[Items listed in a dataset]
PR #1039, opened 2023-07-11
Release candidate 5.0.1

emanuelaepure10:
Has been used the workflow 
https://github.com/halestudio/hale/blob/master/RELEASE.md
to update and tag the release 5.0.1


app/plugins/eu.esdihumboldt.hale.app.cli.commands/META-INF/MANIFEST.MF
```diff
@@ -2,7 +2,7 @@ Manifest-Version: 1.0
 Bundle-ManifestVersion: 2
 Bundle-Name: hale CLI Default Commands
 Bundle-SymbolicName: eu.esdihumboldt.hale.app.cli.commands;singleton:=true
-Bundle-Version: 5.0.0.qualifier
+Bundle-Version: 5.1.0.qualifier
```
stempler, line 5: I guess the versions should match the release versions? i.e. 5.0.1 instead of 5.1.0?

app/plugins/eu.esdihumboldt.hale.app.cli/META-INF/MANIFEST.MF
```diff
@@ -2,7 +2,7 @@ Manifest-Version: 1.0
 Bundle-ManifestVersion: 2
 Bundle-Name: hale CLI application
 Bundle-SymbolicName: eu.esdihumboldt.hale.app.cli;singleton:=true
-Bundle-Version: 5.0.0.qualifier
+Bundle-Version: 5.1.0.qualifier
```
kapil-agnihotri, line 5: Here s well `5.0.1`. I believe it would be great to change this first in master using the groovy script and then merging to the release branch. 

I believe you can run the below script on master and then create a PR.

```
./updateversionnumbers.groovy -o 5.1.0 -n 5.0.1
```

Once the PR is merged to the master, then master can be merged to the release branch so that we have a well maintained commit history in master which then will be merged to the release branch. 

But we can also wait for @stempler's feedback if he has any other proposal.

emanuelaepure10: And than we need to change back the master to 5.1.0?
Why we just don't keep 5.0.1 as long as we have the next version and we change it when the release will arrive when we will know exactly the version number?

stempler:
I merged the changes to the release branch. Let's see if the release build succeeds and the results look as expected.

stempler:
Build was successful: https://builds.wetransform.to/job/hale/job/hale~publish(release)/27/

(YOUR OBJECTIVE)
Find the lines above that contain the word "well" and collect them.

(RESPONSE)
kapil-agnihotri, line 5: Here s well `5.0.1`. I believe it would be great to change this first in master using the groovy script and then merging to the release branch. 
Once the PR is merged to the master, then master can be merged to the release branch so that we have a well maintained commit history in master which then will be merged to the release branch. 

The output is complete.